Non-binding is not the same as inconsequential. The Trump administration’s National Policy Framework for Artificial Intelligence, released March 20, 2026, is a set of recommendations to Congress, it mandates nothing today. But it names a direction, identifies priorities, and proposes a legislative architecture that would reshape the compliance landscape if Congress moves on it.
The framework organizes its recommendations around seven pillars: child protection, AI infrastructure and small business support, intellectual property, censorship and free speech, enabling innovation, workforce preparation, and preemption of state AI laws. That last pillar is the one compliance teams need to track most closely.
The preemption language is specific. According to Morrison Foerster’s analysis, the framework calls on Congress to preempt state AI laws that “impose undue burdens,” while carving out state authority in areas including traditional police powers, child protection, and fraud prevention. What qualifies as an “undue burden” is undefined in the framework, that definition would be shaped by whatever legislation Congress ultimately produces, if any.
Timing is the complicating factor. One week after the White House released this framework, New York finalized the RAISE Act chapter amendment, a state AI law with a January 1, 2027 compliance deadline. The two documents point in opposite directions: one states pushing forward with enforceable frontier AI obligations, the other federal administration calling on Congress to clear those state obligations away. Compliance teams now face a landscape where building toward RAISE Act compliance and tracking a federal preemption push are happening simultaneously.
The framework builds on a December 2025 Executive Order that directed the administration to develop legislative recommendations and established an AI Litigation Task Force. That order is confirmed background context; the March 20 framework is the output. The intellectual property pillar has drawn separate analysis, the framework has been interpreted by analysts as endorsing the position that AI training on copyrighted material doesn’t infringe copyright law, though it defers resolution to the courts. For in-depth coverage of the federal AI copyright picture, see the hub’s prior reporting on competing White House and Senate copyright approaches and the three federal copyright framework analysis.
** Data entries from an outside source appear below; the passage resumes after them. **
PR #500, opened 2017-09-19
Union Function

jbouffard:
This PR adds the `union` module and function to geopyspark. This will make it easier to union together layers as the user will no longer have to bring the `RDD`s over to python in order to perform the operation.

### DIFF
--- a/geopyspark-backend/geotrellis/src/main/scala/geopyspark/geotrellis/ProjectedRasterLayer.scala
+++ b/geopyspark-backend/geotrellis/src/main/scala/geopyspark/geotrellis/ProjectedRasterLayer.scala
@@ -1,6 +1,7 @@
 package geopyspark.geotrellis
 
 import GeoTrellisUtils._
+
 import geotrellis.proj4._
 import geotrellis.raster._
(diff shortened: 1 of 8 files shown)


jpolchlo:
A question: are there well-defined expectations for when two overlapping TiledRasterLayers are unioned?

jbouffard:
@jpolchlo If those `TiledRasterLayer`s have the same keys, then the resulting `TiledRasterLayer` will contain duplicate keys - one from each of the original layers.

jpolchlo:
Do you think it's worth mentioning that behavior in the docs?  I don't know that the union operator defined by spark is necessarily obvious in its function to non-spark users, and you've basically just wrapped that functionality.

I also wonder if someone would want to know how to combine tile layers to get a single tile per key as well?  A much looser suggestion, though.

jbouffard:
@jpolchlo Yeah, I think that'd be worth mentioning. As of right now, `aggregate_by_cell` would be the only tool they'd have to remove the duplicates. However, we should probably offer more means of doing so in the future.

What to watch: Congressional action is the only mechanism that converts this framework into binding law. Track committee assignments, companion legislation, and whether any preemption language attaches to broader AI or technology bills. The “undue burdens” carve-out language is where the lobbying fight will concentrate, state legislators, civil liberties groups, and consumer protection advocates will contest any definition that sweeps too broadly. The DFS rulemaking timeline for the RAISE Act also becomes a preemption pressure point: the more New York’s rules are developed and in place, the harder a blanket preemption becomes to justify politically.
The framework’s significance is as a signal, not a statute. The administration has put federal preemption on the agenda. Whether Congress delivers is a different, longer question.